Issue #64, opened 2015-02-26
Nmap should log any (or open port) results even if host timeout is reached


carnal0wnage:
Daniel replied with this on twitter: https://svn.nmap.org/nmap/todo/shinnok.txt

would be nice if hosts that come back with open ports, that info was logged (or loggable) even if the host-timeout it reached.  just because the scan didnt finish i'd still like to log that it found port X,Y,and Z open.

harisphnx:
Hello. Has this issue been worked upon?

YogeshLele:
Hi @carnal0wnage / @dmiller-nmap,

Is this resolved? if not, I would like to work on this enhancement. Could you let me know some more details about this e.g.
1. Steps to reproduce
2. Any edge-cases where nmap should NOT log even if host timeout is reached.

Thanks.
Yogesh

dmiller-nmap:
Possible patch. Requesting feedback: https://seclists.org/nmap-dev/2020/q1/1

SM-nzberg:
Is there any update on releasing this feature?

I manually adapted the proposed patch to the current source and tried it. The additional output on STDOUT and Grepable output

```
"Partial results for 192.0.2.1 due to host timeout:"
"Host: 192.0.2.1 () Status: Timeout"
```

would already help. But I would prefer a better approach for the XML output.

@dmiller-nmap wrote:

> The proposed partial output needs to be distinguished clearly from ordinary output so that it is not interpreted as complete.

If I had to choose between:

- Missing any hosts completely, or
- I may incorrectly interpret some output as complete,

I would definitely prefer the latter.

With the proposed patch, the partial results would be put within a `hosthint` element. However, existing software (e.g. Metasploit) does not process this element and the results would be lost.

In the meantime, with commit 14c7f87, the attribute `timedout` was added to the ordinary `host` element.

I would therefore propose and prefer to put the partial results to the `host` element. So existing software will not miss these results, while the `timedout` attribute clearly flags them as partial.

Any feedback on this?

Feature requested in 2015 (or even earlier) ... proposed patch in 2020 - I'd definitely love to see this feature finaly released in 2024 ;)

PR #411, opened 2016-06-08
Log result for host timeout

tremblerz:
This is with reference to [#64](https://github.com/nmap/nmap/issues/64). There can be many different output forms and the way, user is warned and details are displayed both in plain and xml output, So please give your views on this.
Currently traceroute doesn't consider `--host-timeout` so I haven't added any code for xml output in it. serviceinfo comes along with port scan output so there is no specific need I guess.

### DIFF
--- a/nmap.cc
+++ b/nmap.cc
@@ -2153,43 +2153,40 @@ int nmap_main(int argc, char *argv[]) {
 
     for (targetno = 0; targetno < Targets.size(); targetno++) {
       currenths = Targets[targetno];
-      /* Now I can do the output and such for each host */
-      if (currenths->timedOut(NULL)) {
-        xml_open_start_tag("host");
-        xml_attribute("starttime", "%lu", (unsigned long) currenths->StartTime());
-        xml_attribute("endtime", "%lu", (unsigned long) currenths->EndTime());
-        xml_close_start_tag();
-        write_host_header(currenths);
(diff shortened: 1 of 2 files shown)


dmiller-nmap:
We need to decide how to best represent this in XML output first. As it stands, this is outputting not-well-formed XML, since you open a "portscan" or "osscan" tag without closing it.

I think we should add a "timedout" value to the `host_states` entity. The implication would then be that the host was up, but that results are partial because it timed out. There may be ports in the "unknown" state because they were still in-process when the host timed out. We'll have to test to make sure those are represented properly, but I think it might just work. Then we just go one-by-one through the scan phases making sure that we can handle it if it times out during and before those phases, and that the output routines can handle the data in a partial state.

tremblerz:
I made the change regarding closing tag and what I am able to infer is that right now also we are displaying the reason for partial or empty output if timeout has occured but then why to display it in `host_states` when it is coming for all of the respective scan phases.

tremblerz:
@dmiller-nmap Performed many tests with this [test script](https://gist.github.com/tremblerz/eeee660b25f75903a05b5f83088babc3) but it's just for running different set of commands. I tried grepping fields from xml file but due to uncertainty in output I was not able to fix some hard and fast rules to make it a proper test. From manual checking it seems to work well for variety of different input arguments.

PR #777, opened 2017-03-19
Update broadcast-wake-on-lan to use fromhex()

Varunram:
Subset of #755 
#753


dmiller-nmap:
committed independently as part of r36666

Issue #72, opened 2015-03-06
kippo-detect.nse


x-42:
can i submit a new script here? 

https://github.com/x-42/nmap-kippo-detect.nse/blob/master/kippo-detect.nse

cldrn:
Do we have this as a signature already?

x-42:
no, not that i'm aware of. at least not in 6.0.0. not sure about the newer version. script works good though!

p-l-:
Hi!

Maybe it would be nice to check with the development version from the repository before!

I've just read your script and have a couple of comments:

  - based on my understanding of your code, I believe it would be possible to do the job with a simple fingerprint instead of adding a new script. Am I wrong?

  - Do you really want `shortport.port_or_service(22, 'telnet', 'tcp')`? and not `'ssh'`? Or is it on purpose, because Nmap version scan says "telnet" when run against such a server?

x-42:
i guess a fingerprint could possibly work.

my initial findings were that i was able to get TCP 22 to spit out data that could be used to fingerprint the kippo service, when connecting via a telnet client:

- http://x42.obscurechannel.com/2014/09/12/death-by-magick-number-fingerprinting-kippo-2014/

there's also an existing metasploit module, which works well and uses the technique i describe:
- http://www.rapid7.com/db/modules/auxiliary/scanner/ssh/detect_kippo

x-42:
@dmiller-nmap thoughts?

dmiller-nmap:
Version detection will not work for this, since the SSH banner is matched on the Null probe, so doing a NSE script is the right move. But @cldrn is correct, the portrule should be `shortport.port_or_service(22,"ssh")`. The actual data sent can be any 5 bytes that does not start with "\x00".

p-l-:
@dmiller-nmap thanks for the explanation, makes sense.

If the string can be anything that does not start with `"\x00"`, would it be possible (and useful) to make it random?

fyodor:
Thanks for your contribution.  We probably should have worked on this (or decided whether to) back then.  Kippo itself is no longer maintained and I'm not sure whether this script works with the successor Cowrie project.  I'm closing this issue for now, but folks who particularly want this functionality are encouraged to reply here and we can consider re-opening with sufficient demand.

PR #780, opened 2017-03-19
Add script for detecting Kippo SSH Honeypots

Varunram:
Made changes suggested at #72 
Added missing require statement.

### DIFF
--- a/scripts/kippo-ssh-honeypot.nse
+++ b/scripts/kippo-ssh-honeypot.nse
@@ -1,0 +1,30 @@
+local shortport = require "shortport"
+local comm = require "comm"
+local string = require "string"
+local nmap = require "nmap"
+
+description = [[Kippo is a medium-interaction SSH honeypot written in Python.
+It is used to log brute force attacks and the entire shell interaction
+performed by an attacker.
+]]
+
+-- References:
+-- http://x42.obscurechannel.com/?p=11
+
+
+author = "Dylan Webb, Fabrizio Siciliano"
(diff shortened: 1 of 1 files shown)


fgeek:
What version did you use when you tested this script? I tested this with Debian 8.7 (stable) and Kippo's git, but kippo-ssh-honeypot.nse didn't find anything. For normal SSH service it says:
```
Initiating NSE at 19:59
NSE: Starting kippo-ssh-honeypot against 10.0.0.55:22.
NSE: kippo-ssh-honeypot against 10.0.0.55:22 threw an error!
ERROR
stack traceback:
	[C]: in local 'try'
	...o/build/bin/../share/nmap/scripts/kippo-ssh-honeypot.nse:24: in function <...o/build/bin/../share/nmap/scripts/kippo-ssh-honeypot.nse:21>
	(...tail calls...)

Completed NSE at 19:59, 0.65s elapsed
```

Varunram:
A pretty old version of kippo actually. But that shouldn't matter since there were no significant changes to kippo after that. Will test and update comment

fgeek:
Okay thanks. I can retest also in different environment if needed.

Varunram:
Found the catch. Looks like it was patched, but a different exploit described at http://morris.sc/detecting-kippo-ssh-honeypots/ should work. Working on it

fgeek:
We should add syntax for the both of these to have better coverage. If the payload works we can make some assumption about the running version. If you can tell me the version numbers I can test that the NSE scripts works with both. I'm in #nmap Freenode if you want to chat for faster feedback :)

To do. All the data above should be set down a second time, exactly.

Result for this exercise.
Issue #64, opened 2015-02-26
Nmap should log any (or open port) results even if host timeout is reached


carnal0wnage:
Daniel replied with this on twitter: https://svn.nmap.org/nmap/todo/shinnok.txt

would be nice if hosts that come back with open ports, that info was logged (or loggable) even if the host-timeout it reached.  just because the scan didnt finish i'd still like to log that it found port X,Y,and Z open.

harisphnx:
Hello. Has this issue been worked upon?

YogeshLele:
Hi @carnal0wnage / @dmiller-nmap,

Is this resolved? if not, I would like to work on this enhancement. Could you let me know some more details about this e.g.
1. Steps to reproduce
2. Any edge-cases where nmap should NOT log even if host timeout is reached.

Thanks.
Yogesh

dmiller-nmap:
Possible patch. Requesting feedback: https://seclists.org/nmap-dev/2020/q1/1

SM-nzberg:
Is there any update on releasing this feature?

I manually adapted the proposed patch to the current source and tried it. The additional output on STDOUT and Grepable output

```
"Partial results for 192.0.2.1 due to host timeout:"
"Host: 192.0.2.1 () Status: Timeout"
```

would already help. But I would prefer a better approach for the XML output.

@dmiller-nmap wrote:

> The proposed partial output needs to be distinguished clearly from ordinary output so that it is not interpreted as complete.

If I had to choose between:

- Missing any hosts completely, or
- I may incorrectly interpret some output as complete,

I would definitely prefer the latter.

With the proposed patch, the partial results would be put within a `hosthint` element. However, existing software (e.g. Metasploit) does not process this element and the results would be lost.

In the meantime, with commit 14c7f87, the attribute `timedout` was added to the ordinary `host` element.

I would therefore propose and prefer to put the partial results to the `host` element. So existing software will not miss these results, while the `timedout` attribute clearly flags them as partial.

Any feedback on this?

Feature requested in 2015 (or even earlier) ... proposed patch in 2020 - I'd definitely love to see this feature finaly released in 2024 ;)

PR #411, opened 2016-06-08
Log result for host timeout

tremblerz:
This is with reference to [#64](https://github.com/nmap/nmap/issues/64). There can be many different output forms and the way, user is warned and details are displayed both in plain and xml output, So please give your views on this.
Currently traceroute doesn't consider `--host-timeout` so I haven't added any code for xml output in it. serviceinfo comes along with port scan output so there is no specific need I guess.

### DIFF
--- a/nmap.cc
+++ b/nmap.cc
@@ -2153,43 +2153,40 @@ int nmap_main(int argc, char *argv[]) {
 
     for (targetno = 0; targetno < Targets.size(); targetno++) {
       currenths = Targets[targetno];
-      /* Now I can do the output and such for each host */
-      if (currenths->timedOut(NULL)) {
-        xml_open_start_tag("host");
-        xml_attribute("starttime", "%lu", (unsigned long) currenths->StartTime());
-        xml_attribute("endtime", "%lu", (unsigned long) currenths->EndTime());
-        xml_close_start_tag();
-        write_host_header(currenths);
(diff shortened: 1 of 2 files shown)


dmiller-nmap:
We need to decide how to best represent this in XML output first. As it stands, this is outputting not-well-formed XML, since you open a "portscan" or "osscan" tag without closing it.

I think we should add a "timedout" value to the `host_states` entity. The implication would then be that the host was up, but that results are partial because it timed out. There may be ports in the "unknown" state because they were still in-process when the host timed out. We'll have to test to make sure those are represented properly, but I think it might just work. Then we just go one-by-one through the scan phases making sure that we can handle it if it times out during and before those phases, and that the output routines can handle the data in a partial state.

tremblerz:
I made the change regarding closing tag and what I am able to infer is that right now also we are displaying the reason for partial or empty output if timeout has occured but then why to display it in `host_states` when it is coming for all of the respective scan phases.

tremblerz:
@dmiller-nmap Performed many tests with this [test script](https://gist.github.com/tremblerz/eeee660b25f75903a05b5f83088babc3) but it's just for running different set of commands. I tried grepping fields from xml file but due to uncertainty in output I was not able to fix some hard and fast rules to make it a proper test. From manual checking it seems to work well for variety of different input arguments.

PR #777, opened 2017-03-19
Update broadcast-wake-on-lan to use fromhex()

Varunram:
Subset of #755 
#753


dmiller-nmap:
committed independently as part of r36666

Issue #72, opened 2015-03-06
kippo-detect.nse


x-42:
can i submit a new script here? 

https://github.com/x-42/nmap-kippo-detect.nse/blob/master/kippo-detect.nse

cldrn:
Do we have this as a signature already?

x-42:
no, not that i'm aware of. at least not in 6.0.0. not sure about the newer version. script works good though!

p-l-:
Hi!

Maybe it would be nice to check with the development version from the repository before!

I've just read your script and have a couple of comments:

  - based on my understanding of your code, I believe it would be possible to do the job with a simple fingerprint instead of adding a new script. Am I wrong?

  - Do you really want `shortport.port_or_service(22, 'telnet', 'tcp')`? and not `'ssh'`? Or is it on purpose, because Nmap version scan says "telnet" when run against such a server?

x-42:
i guess a fingerprint could possibly work.

my initial findings were that i was able to get TCP 22 to spit out data that could be used to fingerprint the kippo service, when connecting via a telnet client:

- http://x42.obscurechannel.com/2014/09/12/death-by-magick-number-fingerprinting-kippo-2014/

there's also an existing metasploit module, which works well and uses the technique i describe:
- http://www.rapid7.com/db/modules/auxiliary/scanner/ssh/detect_kippo

x-42:
@dmiller-nmap thoughts?

dmiller-nmap:
Version detection will not work for this, since the SSH banner is matched on the Null probe, so doing a NSE script is the right move. But @cldrn is correct, the portrule should be `shortport.port_or_service(22,"ssh")`. The actual data sent can be any 5 bytes that does not start with "\x00".

p-l-:
@dmiller-nmap thanks for the explanation, makes sense.

If the string can be anything that does not start with `"\x00"`, would it be possible (and useful) to make it random?

fyodor:
Thanks for your contribution.  We probably should have worked on this (or decided whether to) back then.  Kippo itself is no longer maintained and I'm not sure whether this script works with the successor Cowrie project.  I'm closing this issue for now, but folks who particularly want this functionality are encouraged to reply here and we can consider re-opening with sufficient demand.

PR #780, opened 2017-03-19
Add script for detecting Kippo SSH Honeypots

Varunram:
Made changes suggested at #72 
Added missing require statement.

### DIFF
--- a/scripts/kippo-ssh-honeypot.nse
+++ b/scripts/kippo-ssh-honeypot.nse
@@ -1,0 +1,30 @@
+local shortport = require "shortport"
+local comm = require "comm"
+local string = require "string"
+local nmap = require "nmap"
+
+description = [[Kippo is a medium-interaction SSH honeypot written in Python.
+It is used to log brute force attacks and the entire shell interaction
+performed by an attacker.
+]]
+
+-- References:
+-- http://x42.obscurechannel.com/?p=11
+
+
+author = "Dylan Webb, Fabrizio Siciliano"
(diff shortened: 1 of 1 files shown)


fgeek:
What version did you use when you tested this script? I tested this with Debian 8.7 (stable) and Kippo's git, but kippo-ssh-honeypot.nse didn't find anything. For normal SSH service it says:
```
Initiating NSE at 19:59
NSE: Starting kippo-ssh-honeypot against 10.0.0.55:22.
NSE: kippo-ssh-honeypot against 10.0.0.55:22 threw an error!
ERROR
stack traceback:
	[C]: in local 'try'
	...o/build/bin/../share/nmap/scripts/kippo-ssh-honeypot.nse:24: in function <...o/build/bin/../share/nmap/scripts/kippo-ssh-honeypot.nse:21>
	(...tail calls...)

Completed NSE at 19:59, 0.65s elapsed
```

Varunram:
A pretty old version of kippo actually. But that shouldn't matter since there were no significant changes to kippo after that. Will test and update comment

fgeek:
Okay thanks. I can retest also in different environment if needed.

Varunram:
Found the catch. Looks like it was patched, but a different exploit described at http://morris.sc/detecting-kippo-ssh-honeypots/ should work. Working on it

fgeek:
We should add syntax for the both of these to have better coverage. If the payload works we can make some assumption about the running version. If you can tell me the version numbers I can test that the NSE scripts works with both. I'm in #nmap Freenode if you want to chat for faster feedback :)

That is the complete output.